(Collected data entries)
▼▼▼

PR #910, opened 2026-09-03
[2/N] Port the MetricKit and profiler monitors to the Swift monitor layer

naftaly:
MetricKitMonitor becomes a CrashMonitor conformer registered via MetricKitMonitor.plugin(.init()), and the profiler's internal ProfileMonitor follows on the same layer with its self-registering bridge; the hand-rolled api tables, C-convention trampolines, and locked enabled flags are deleted, and behavior is unchanged. The MetricKit end-to-end skeleton test moves up the stack with the extension-reporting install it drives, since no install exists at this branch's base.

---
**Stack** (bottom to top):
- 1/N: #909
- 2/N: #910 **(this PR)**
- 3/N: #898
- 4/N: #904
- 5/N: #906
- 6/N: #911
- 7/N: #917
- 8/N: #919


kstenerud:
Clean and concise. One issue, and it comes out of how the mid level APIs have evolved rather than anything in this PR.

**The write result can't be trusted**

```c
} else if (monitorContext->reportPath) {
    kscrashreport_writeStandardReport(monitorContext, monitorContext->reportPath);
    if (result) {
        strlcpy(result->path, monitorContext->reportPath, sizeof(result->path));
    }
}
```

`kscrashreport_writeStandardReport` returns void and bails at its first line when the file cannot be opened. The path goes into the result either way, and `MonitorHost.handle` now treats a non-empty path as success, so a write that never happened comes back as a `WrittenReport` pointing at a file that does not exist. `writeSkeletonReport()` returns `tempURL` on that basis, so every MetricKit handler post-processes a missing file.

The deeper problem is #925: the writer stack detects IO errors at the bottom and throws the result away at every layer above, so even a correct return here could only mean the file was created, never that the report is complete. That needs fixing because a truncated report is silent today, and it then fails to decode, gets kept, and is retried on every send forever.

What would help here and make #925 cheaper later: give `kscrashreport_writeStandardReport` a status return now and gate the result fill on it. `KSCrashReportC.h` is not in an include dir, so the signature is free to change. Make it an enum rather than a bool, matching `KSCrashReportReadStatus` on the read side, so #925 adds a `Truncated` case instead of changing the signature a second time. With the fill gated, a non-empty path means written, which is what `MonitorHost` already assumes, so the Swift side needs no change now or later.

Two nits:

- The old `setEnabled` had `if !monitor.enabled` and `if monitor.enabled` guards, and `enabledDidChange` drops them on the grounds that the bridge only calls on an actual state change. True, but your comment on that same code in #909 says concurrent calls can deliver in the opposite order to the flag. Under an inverted delivery MetricKit ends up subscribed while the flag reads disabled. Not reachable from the install path, so it is the two comments disagreeing more than the code.

- `kscm_setMonitorEnabled` sits in `RecordingCore/include/`, so a third-party monitor flagged `KSCrashMonitorFlagDebuggerUnsafe` can self-enable through it and skip the masking. Fine for the profiler. A flags check or a debug assert inside the helper would close it.

naftaly:
Fixed in the last three commits.

1. kscrashreport_writeStandardReport now returns a status enum, and the result and didWriteReport are only filled in when the file was actually created. The store path had the same problem, so it's gated too. #925 can add a truncated case without changing the signature again.
2. Reworded MetricKit's enabledDidChange doc to match the bridge: it's only called on a real flag change, and concurrent enable/disable isn't supported.
3. kscm_setMonitorEnabled now applies the same debugger mask as the bulk enable pass.

kstenerud (approved):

▲▲▲

## Requirement
Every line above that includes the word "reportPath" must appear in the answer.

## Your response
} else if (monitorContext->reportPath) {
    kscrashreport_writeStandardReport(monitorContext, monitorContext->reportPath);
        strlcpy(result->path, monitorContext->reportPath, sizeof(result->path));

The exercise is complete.